PR #1519, opened 2026-08-14
feat(SpaceAndTime): add reference frames

RaunakChhatwal:
A point in physical space and a list of coordinates are different kinds of data: coordinates require a chosen origin and basis. Existing uses of `Space` can blur this distinction by treating affine points as though they belonged to a coordinate vector space.

This PR introduces time-dependent reference frames, each carrying an affine origin and coordinate basis. Vectors expressed in a frame use coordinates relative to its basis and can be converted into geometric displacements. The API also describes inertial, orthonormal, and metric-conserving frames, recovering the usual Euclidean norm and inner-product formulas for orthonormal coordinates.

### DIFF
--- a/Physlib/SpaceAndTime/ReferenceFrame.lean
+++ b/Physlib/SpaceAndTime/ReferenceFrame.lean
@@ -44,7 +44,7 @@ A reference frame can be pictured as a coordinate grid carried through time. It 
 motion is described, not an additional physical object moving with the particles.
 -/
 
--- TODO: add timeOrigin to enable time translations
+TODO "Add `timeOrigin` to enable time translations."
 /-- A time-indexed choice of affine origin and displacement basis in `d`-dimensional space. -/
 structure ReferenceFrame (d : ℕ) where
   /-- The point assigned coordinate zero at each time. -/
@@ -175,7 +175,7 @@ def contDispEquiv (t : Time) : frame.Vector ≃L[ℝ] EuclideanSpace ℝ (Fin d)
   (componentContLinearEquiv frame).trans (frame.basis t).equivFun.toContinuousLinearEquiv.symm
 
 /-- The physical norm on frame vectors, pulled back from geometric displacement space. -/
-instance [Fact frame.IsMetricConserved] : NormedAddCommGroup frame.Vector :=
+instance [_h : Fact frame.IsMetricConserved] : NormedAddCommGroup frame.Vector :=
   let normedSpace :=
     NormedAddCommGroup.induced _ _ (dispEquiv 0).toLinearMap (dispEquiv 0).injective
   let metricSpace :=
@@ -211,3 +211,7 @@ lemma inner_euclidean_if_orthonormal [h : Fact frame.Orthonormal] :
         (basis.repr.symm <| WithLp.toLp 2 w.components) := by rfl
     _ = inner ℝ (WithLp.toLp 2 v.components) _ := by rw [basis.repr.symm.inner_map_map]
     _ = _ := by rw [PiLp.inner_apply]; simp_rw [Real.inner_apply]
+
+end ClassicalMechanics.ReferenceFrame.Vector
+
+end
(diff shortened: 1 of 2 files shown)


Physlib/SpaceAndTime/ReferenceFrame.lean
```diff
@@ -0,0 +1,213 @@
...
+variable {d : ℕ}
+
+/-!
+## A. Reference frames
+
+A reference frame can be pictured as a coordinate grid carried through time. It is part of how
+motion is described, not an additional physical object moving with the particles.
+-/
+
+-- TODO: add timeOrigin to enable time translations
```
jstoobysmith: If you write this as: 

TODO "add timeOrigin ..." 

It will get picked up by our TODO list :).

Physlib/SpaceAndTime/ReferenceFrame.lean
```diff
@@ -0,0 +1,213 @@
...
+## C. Vectors in a reference frame
+
+`frame.Vector` stores the coordinates of a displacement; it is not a second kind of geometric
+displacement. Its dependence on `frame` records which basis gives those coordinates their meaning.
+The map `dispEquiv` converts the coordinates back into the displacement they represent at a
+given time.
+-/
+
+/-- The `d` real components used to represent a displacement in `frame`. -/
+structure Vector (frame : ReferenceFrame d) where
```
jstoobysmith, line 139: `Displacement` might be a better name.

Physlib/SpaceAndTime/ReferenceFrame.lean
```diff
@@ -0,0 +1,213 @@
...
+/-- In an orthonormal frame, the inner product is the sum of component products. -/
+lemma inner_euclidean_if_orthonormal [h : Fact frame.Orthonormal] :
+    ∀ v w : frame.Vector, inner ℝ v w = ∑ i, v.components i * w.components i := by
+  intro v w
+  let basis := (frame.basis 0).toOrthonormalBasis (h.out 0)
+  calc
+    _ = inner ℝ (basis.repr.symm <| WithLp.toLp 2 v.components)
+        (basis.repr.symm <| WithLp.toLp 2 w.components) := by rfl
+    _ = inner ℝ (WithLp.toLp 2 v.components) _ := by rw [basis.repr.symm.inner_map_map]
+    _ = _ := by rw [PiLp.inner_apply]; simp_rw [Real.inner_apply]
```
jstoobysmith, line 215: can we end the sections and namespaces opened.

jstoobysmith (commented):
Looks great - a couple of comments for small things.

Physlib/SpaceAndTime/ReferenceFrame.lean
RaunakChhatwal: `Vector` is supposed to be much more expressive. For example, if a particle stores its position relative to the frame's origin as Time -> frame.Vector, its velocity and acceleration are just derivatives of position function. Therefore frame.Vector should also express velocity, acceleration, even forces, momentum, etc.

jstoobysmith: I think this may lead to problems down the line, since e.g. displacement and velocity transform differently under a change in frame, so I would naively put them into different types. Using different types also means you can't cast between things incorrectly, e.g. set a force equal to a distance.

It is also possible to define derivatives so they land in different spaces, the derivative from `Time -> frame.Vector` shouldn't really land in `frame.Vector` (the dimensions don't agree).

RaunakChhatwal: The problem of conflating different quantities is deep, but keeping them different types conflicts with the primary purpose of reference frames: a coordinate system in which calculations use coordinate components. Newton's laws are in terms of motion relative to a frame of reference, not frame-independent motion.

jstoobysmith: Ok, good point. Can we modify the doc-string to say something along these lines then.

jstoobysmith (approved):
Approved this! Assuming it passes the linters, I will merge. Many thanks for this first PR - hope it is the first of many :).

RaunakChhatwal:
Thanks!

--- What you should do ---
Which lines of the data include "instance"? Copy each of them.

--- Answer to the problem ---
-instance [Fact frame.IsMetricConserved] : NormedAddCommGroup frame.Vector :=
+instance [_h : Fact frame.IsMetricConserved] : NormedAddCommGroup frame.Vector :=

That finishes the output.